--- AVAILABLE DATA Enclosed Below ---

PR #4044, opened 2017-12-08
Remove GUI related code from the core code

michaelgregorius:
Move GUI related code out of `Song` and into `MainWindow`.

### DIFF
--- a/src/core/Song.cpp
+++ b/src/core/Song.cpp
@@ -51,7 +51,6 @@
 #include "ProjectJournal.h"
 #include "ProjectNotes.h"
 #include "SongEditor.h"
-#include "TextFloat.h"
 #include "TimeLineWidget.h"
 #include "PeakController.h"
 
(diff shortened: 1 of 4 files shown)


michaelgregorius:
Hi @LMMS/developers,

would someone like to review these changes? They remove the following dependencies from Song:
* ExportProjectDialog.h
* ImportFilter.h
* MainWindow.h
* FileDialog.h
* TextFloat.h
* VersionedSaveDialog.h

After application of this PR the last remaining calls that use the `gui` pointer in `Song` can be found in:
* `Song::clearProject`
* `Song::loadProject`
* `Song::saveProjectFile`

I have tried to fix `Song::clearProject` with the same approach as used in some of the commits contained in this PR (add a new signal `projectCleared` in `Song` which is handled by a new slot `onProjectCleared` in `MainWindow` which does the GUI related steps) but this leads to segmentation faults when creating a new project right after the start of the application.

To remove the calls from `Song::loadProject` and `Song::saveProjectFile` we will have to improve the separation of loading and storing the GUI state vs. the "business" state, i.e. the song related data, etc.

So it seems that the other changes are somewhat harder to implement and therefore I'd like to merge these changes made so far first.

src/core/Song.cpp
```diff
@@ -667,17 +667,11 @@ void Song::stop()
...
-							( tl->autoScroll() == TimeLineWidget::AutoScrollEnabled ) )
-					{
-						gui->songEditor()->m_editor->updatePosition( MidiTime(tl->savedPos().getTicks() ) );
-					}
 					tl->savePos( -1 );
 				}
 				break;
 
 			case TimeLineWidget::KeepStopPosition:
-			default:
```
tresf: Generally speaking it should be sane for enums to have a default fall-through to prevents compilation errors if the enum is changed down the road.  I'm not sure why this was removed.  Did your code editor do this automatically?

michaelgregorius: Hi @tresf,

thanks for having a look at the code! I have removed the `default` case because QtCreator highlighted it with a warning that there is a `default` case although all cases are handled.

I currently cannot see how a `default` case that does nothing should help in this place. If you add a new enumeration value then the effect of the current code will be the same like with the `default` case. Nothing happens if the new value is set somewhere. If you rename or remove a value from the enumeration then the compiler will tell you everywhere where it was used.

However, I am not too invested in this. If it's wanted I can put the `default` case back.

tresf: > I have removed the default case because QtCreator highlighted it with a warning that there is a default case although all cases are handled.

Interesting.  Thanks.  I had a feeling this was IDE driven.  More of a query related to the behavior of the IDEs than a criticism of the decision since we're bound to see this happen more.  This enum is likely to stay fully cased due to it's design, but the `default` fall-through is often preferred for frequently changing enums.

src/core/Song.cpp
```diff
@@ -457,6 +451,18 @@ void Song::processAutomations(const TrackList &tracklist, MidiTime timeStart, fp
 	}
 }
 
+void Song::setModified(bool value)
+{
+	if( !m_loadingProject )
```
tresf: Cosmetic, but could be simplified and be more readable.  `value` is ambiguous, something representing the state is a bit more readable.

```cpp
if( !m_loadingProject && m_modified != modified) {
    m_modified = modified;
    emit modified();
}
```

tresf:
The code change seems quite sane.  I haven't hacked at the GUI code in a while, so I'll ask some others to do a proper review.  If it needs unit testing, I can arrange that though. :)

michaelgregorius:
Implemented part of the code review by pulling the condition of the second if clause into the first one. The variable is still called `value` as renaming it to `modified` would have clashed with the signal `modified()` that's emitted in the same method.

I intend to merge these changes soon.

PR #4048, opened 2017-12-10
Fix CPU meter transparency and smoothen the fade transition

Videowelder:
The original CPU meter had a faulty transparency that I fixed and also aligned the bar with the graph so that it looks better. Looks less clunky now. As for the fader, a smoother transition is less harsh and there shouldn't be chunks. I prefer sections that transition smoothly.


Umcaruje:
The fader LED's are purposefully segmented to indicate when a signal is over -6db(yellow) or 0db(red). So I don't think this change should be accepted because it's not an improvement other than personal preference. 

As for the cpu meter I'd need to get back to you on that. To be continued...

Spekular:
I agree with Umcaruje that segmented LEDs are better functionally, and also find them to be nicer aesthetically.

Mark-Agent003:
@Videowelder 's CPU background seems too pixelated and blocky, and it doesn't fit the theme. The normal one seems to be fine except for the alignment issue you mentioned.
slice1
(Videowelder 's on the left, normal one on the right)

The alignment issue can be fixed by shifting the image one pixel to the right.

Umcaruje:
I agree with @Mark-Agent003 I don't see the merit of the change of the cpu meter styling.

Umcaruje:
@Videowelder you should implement the suggested changes or I'll close out this PR.

Umcaruje:
Closed it is.

PR #4061, opened 2017-12-21
Fix some more VST bugs

### LINKED ISSUE #4052: Vestige freezes and crash LMMS with plugins that need verification
This happen to me and other people with every VST that need verification from email or enter key at open, that opens the plugin window + a secondary or primary sub window to input the key or email.

On Windows 7 64.

Happen with MAGIX Vintage Effects Suite and other plugins that need any kind of input into a secondary window.

Event: "AppHangXProcB1" on the RemoteVstPlugin.exe at freeze then crash and the Lmms crash aswell in the event "AppHangB1".

Can be tested with any VST that needs input of any kind.

Crash on 1.1.3 aswell LMMS 1.2.0-rc4

### LINKED ISSUE #4095: iZotope plugins not working in LMMS
I and another LMMS user on the Discord (howellsky) have problems with our iZotope plugins. Once we load our effects in (mine being the iZotope Ozone Imager and howellsky's being the iZotope Vinyl) nothing shows up, and the volumes on our instruments are muted. Turning the wet/dry knob on the effect in the effect list will make the volume come back, but that's about all the effect does.

@SirBothersome also had a problem with his iZotope Neutrino plugin.

DomClark:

--- End of Enclosed AVAILABLE DATA ---

◆ **WHAT YOU NEED TO DO**
All entries above are to be copied exactly, with none left out.

◆ **SOLUTION FOR THIS EXERCISE**
PR #4044, opened 2017-12-08
Remove GUI related code from the core code

michaelgregorius:
Move GUI related code out of `Song` and into `MainWindow`.

### DIFF
--- a/src/core/Song.cpp
+++ b/src/core/Song.cpp
@@ -51,7 +51,6 @@
 #include "ProjectJournal.h"
 #include "ProjectNotes.h"
 #include "SongEditor.h"
-#include "TextFloat.h"
 #include "TimeLineWidget.h"
 #include "PeakController.h"
 
(diff shortened: 1 of 4 files shown)


michaelgregorius:
Hi @LMMS/developers,

would someone like to review these changes? They remove the following dependencies from Song:
* ExportProjectDialog.h
* ImportFilter.h
* MainWindow.h
* FileDialog.h
* TextFloat.h
* VersionedSaveDialog.h

After application of this PR the last remaining calls that use the `gui` pointer in `Song` can be found in:
* `Song::clearProject`
* `Song::loadProject`
* `Song::saveProjectFile`

I have tried to fix `Song::clearProject` with the same approach as used in some of the commits contained in this PR (add a new signal `projectCleared` in `Song` which is handled by a new slot `onProjectCleared` in `MainWindow` which does the GUI related steps) but this leads to segmentation faults when creating a new project right after the start of the application.

To remove the calls from `Song::loadProject` and `Song::saveProjectFile` we will have to improve the separation of loading and storing the GUI state vs. the "business" state, i.e. the song related data, etc.

So it seems that the other changes are somewhat harder to implement and therefore I'd like to merge these changes made so far first.

src/core/Song.cpp
```diff
@@ -667,17 +667,11 @@ void Song::stop()
...
-							( tl->autoScroll() == TimeLineWidget::AutoScrollEnabled ) )
-					{
-						gui->songEditor()->m_editor->updatePosition( MidiTime(tl->savedPos().getTicks() ) );
-					}
 					tl->savePos( -1 );
 				}
 				break;
 
 			case TimeLineWidget::KeepStopPosition:
-			default:
```
tresf: Generally speaking it should be sane for enums to have a default fall-through to prevents compilation errors if the enum is changed down the road.  I'm not sure why this was removed.  Did your code editor do this automatically?

michaelgregorius: Hi @tresf,

thanks for having a look at the code! I have removed the `default` case because QtCreator highlighted it with a warning that there is a `default` case although all cases are handled.

I currently cannot see how a `default` case that does nothing should help in this place. If you add a new enumeration value then the effect of the current code will be the same like with the `default` case. Nothing happens if the new value is set somewhere. If you rename or remove a value from the enumeration then the compiler will tell you everywhere where it was used.

However, I am not too invested in this. If it's wanted I can put the `default` case back.

tresf: > I have removed the default case because QtCreator highlighted it with a warning that there is a default case although all cases are handled.

Interesting.  Thanks.  I had a feeling this was IDE driven.  More of a query related to the behavior of the IDEs than a criticism of the decision since we're bound to see this happen more.  This enum is likely to stay fully cased due to it's design, but the `default` fall-through is often preferred for frequently changing enums.

src/core/Song.cpp
```diff
@@ -457,6 +451,18 @@ void Song::processAutomations(const TrackList &tracklist, MidiTime timeStart, fp
 	}
 }
 
+void Song::setModified(bool value)
+{
+	if( !m_loadingProject )
```
tresf: Cosmetic, but could be simplified and be more readable.  `value` is ambiguous, something representing the state is a bit more readable.

```cpp
if( !m_loadingProject && m_modified != modified) {
    m_modified = modified;
    emit modified();
}
```

tresf:
The code change seems quite sane.  I haven't hacked at the GUI code in a while, so I'll ask some others to do a proper review.  If it needs unit testing, I can arrange that though. :)

michaelgregorius:
Implemented part of the code review by pulling the condition of the second if clause into the first one. The variable is still called `value` as renaming it to `modified` would have clashed with the signal `modified()` that's emitted in the same method.

I intend to merge these changes soon.

PR #4048, opened 2017-12-10
Fix CPU meter transparency and smoothen the fade transition

Videowelder:
The original CPU meter had a faulty transparency that I fixed and also aligned the bar with the graph so that it looks better. Looks less clunky now. As for the fader, a smoother transition is less harsh and there shouldn't be chunks. I prefer sections that transition smoothly.


Umcaruje:
The fader LED's are purposefully segmented to indicate when a signal is over -6db(yellow) or 0db(red). So I don't think this change should be accepted because it's not an improvement other than personal preference. 

As for the cpu meter I'd need to get back to you on that. To be continued...

Spekular:
I agree with Umcaruje that segmented LEDs are better functionally, and also find them to be nicer aesthetically.

Mark-Agent003:
@Videowelder 's CPU background seems too pixelated and blocky, and it doesn't fit the theme. The normal one seems to be fine except for the alignment issue you mentioned.
slice1
(Videowelder 's on the left, normal one on the right)

The alignment issue can be fixed by shifting the image one pixel to the right.

Umcaruje:
I agree with @Mark-Agent003 I don't see the merit of the change of the cpu meter styling.

Umcaruje:
@Videowelder you should implement the suggested changes or I'll close out this PR.

Umcaruje:
Closed it is.

PR #4061, opened 2017-12-21
Fix some more VST bugs

### LINKED ISSUE #4052: Vestige freezes and crash LMMS with plugins that need verification
This happen to me and other people with every VST that need verification from email or enter key at open, that opens the plugin window + a secondary or primary sub window to input the key or email.

On Windows 7 64.

Happen with MAGIX Vintage Effects Suite and other plugins that need any kind of input into a secondary window.

Event: "AppHangXProcB1" on the RemoteVstPlugin.exe at freeze then crash and the Lmms crash aswell in the event "AppHangB1".

Can be tested with any VST that needs input of any kind.

Crash on 1.1.3 aswell LMMS 1.2.0-rc4

### LINKED ISSUE #4095: iZotope plugins not working in LMMS
I and another LMMS user on the Discord (howellsky) have problems with our iZotope plugins. Once we load our effects in (mine being the iZotope Ozone Imager and howellsky's being the iZotope Vinyl) nothing shows up, and the volumes on our instruments are muted. Turning the wet/dry knob on the effect in the effect list will make the volume come back, but that's about all the effect does.

@SirBothersome also had a problem with his iZotope Neutrino plugin.

DomClark:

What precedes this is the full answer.